6. Why is it important to learn about complex numbers?

Complex numbers are important because they extend the concept of real numbers and are used in many areas of mathematics, physics, engineering, and other sciences. They are essential for solving certain types of equations and understanding advanced mathematical concepts.

7. How do you represent a complex number on the complex plane?

A complex number a+bi is represented on the complex plane by plotting the point (a,b), where a is the real part and b is the imaginary part. Understand more about complex plane in Class 11 Maths Chapter 4 Complex Numbers Exercise 4.1 .

8. What are the basic operations involving complex numbers covered in Exercise 4.1 Class 11 Maths NCERT Solutions Chapter 4?

The basic operations involving complex numbers include addition, subtraction, multiplication, and division.

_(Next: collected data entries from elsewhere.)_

PR #10962, opened 2019-02-03
Show example on using a DateTimeImmutable object

pavlakis:
Add an example on using DateTimeImmutable through the `input` option.

### DIFF
--- a/reference/forms/types/date.rst
+++ b/reference/forms/types/date.rst
@@ -69,6 +69,14 @@ field as **three different choice fields**::
 If your underlying date is *not* a ``DateTime`` object (e.g. it's a unix timestamp),
 configure the `input`_ option.
 
+When working with a ``DateTimeImmutable`` object, add this as an ``input`` option::
+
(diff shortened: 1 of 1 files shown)


OskarStark (approved):
IMO we can merge this

reference/forms/types/date.rst
```diff
@@ -69,6 +69,14 @@ field as **three different choice fields**::
 If your underlying date is *not* a ``DateTime`` object (e.g. it's a unix timestamp),
 configure the `input`_ option.
 
+When working with a ``DateTimeImmutable`` object, add this as an ``input`` option::
```
xabbuh: I don't think we should add a full new paragraph for it. We can update the paragraph above like (e.g. it is `DateTimeImmutable` object or a UNIX timestamp).

javiereguiluz:
@pavlakis thanks for this contribution! I merged it in 3.4 and added the suggestion made by @xabbuh.

PR #10965, opened 2019-02-05
Remove quotes around App\Entity namespace

gsylvestre:
Those quotes will appear in the generated entities namespace, thus causing a PHP ParseError.

### DIFF
--- a/doctrine/reverse_engineering.rst
+++ b/doctrine/reverse_engineering.rst
@@ -56,7 +56,7 @@ table fields.
 
 .. code-block:: terminal
 
-    $ php bin/console doctrine:mapping:import 'App\Entity' annotation --path=src/Entity
+    $ php bin/console doctrine:mapping:import App\Entity annotation --path=src/Entity
 
 This command line tool asks Doctrine to introspect the database and generate
 new PHP classes with annotation metadata into ``src/Entity``. This generates two


alexislefebvre:
It generated a file with quotes: `"src/Entity/\"user\".php"`.

I have this problem with and without quotes.

javiereguiluz:
@gsylvestre thanks for reporting this. Sadly, we've changed this multiple times:

* In https://github.com/symfony/symfony-docs/pull/10178 we added the quotes to fix some issues
* In https://github.com/symfony/symfony-docs/pull/10520 it was proposed to remove the quotes to fix some issues (but we didn't merged because it was solved differently)

So, I'm lost. I don't know if we should add or remove these quotes 😅

alexislefebvre:
I don't know how `echo` and the console behaves in the same way but with `bash` in `gnome-terminal`, I have to use quote or escape the backslash in order to have the backslash in the output:

```
$ echo "App\Entity"
App\Entity
$ echo App\Entity
AppEntity
$ echo App\\Entity
App\Entity
```

gsylvestre:
Oh geez sorry about that. 
I was on _cmder_ on Windows 10. 
I noticed the `App\\Entity` notation was used on 4.0 docs...

I'll make some tests and come back to you.

gsylvestre:
Here are the results on Windows 10:

|               |   PHPStorm   |    cmder     |     cmd      |   git bash  | power shell |
|---------------|:------------:|:------------:|:------------:|:-----------:|:-----------:|
| 'App\Entity'  | 'App\Entity' | 'App\Entity' | 'App\Entity' | ok          | not tested  |
| "App\Entity"  | ok           | ok           | ok           | ok          | ok          |
| App\\\\Entity   | App\\\\Entity  | App\\\\Entity  | App\\\\Entity  | App\\\\Entity | not tested  |
| App\Entity    | ok           | ok           | ok           | AppEntity   | ok          |

`"App\Entity"` would be a winner on Windows.

Any problem with this on other OS/terminal?

javiereguiluz:
@gsylvestre thanks a lot for reporting this issue and for taking the time to investigate the possible solutions. At the end we merged this and changed the example to use double quotes, which seems to be the only solution that works everywhere. Cheers!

9. How do you add two complex numbers?

To add two complex numbers a+bii and c+di, add the real parts and the imaginary parts separately: (a+c)+(b+d)i.

10. How do you subtract one complex number from another?

To subtract c+di from a+bi, subtract the real parts and the imaginary parts separately: (a−c)+(b−d)i.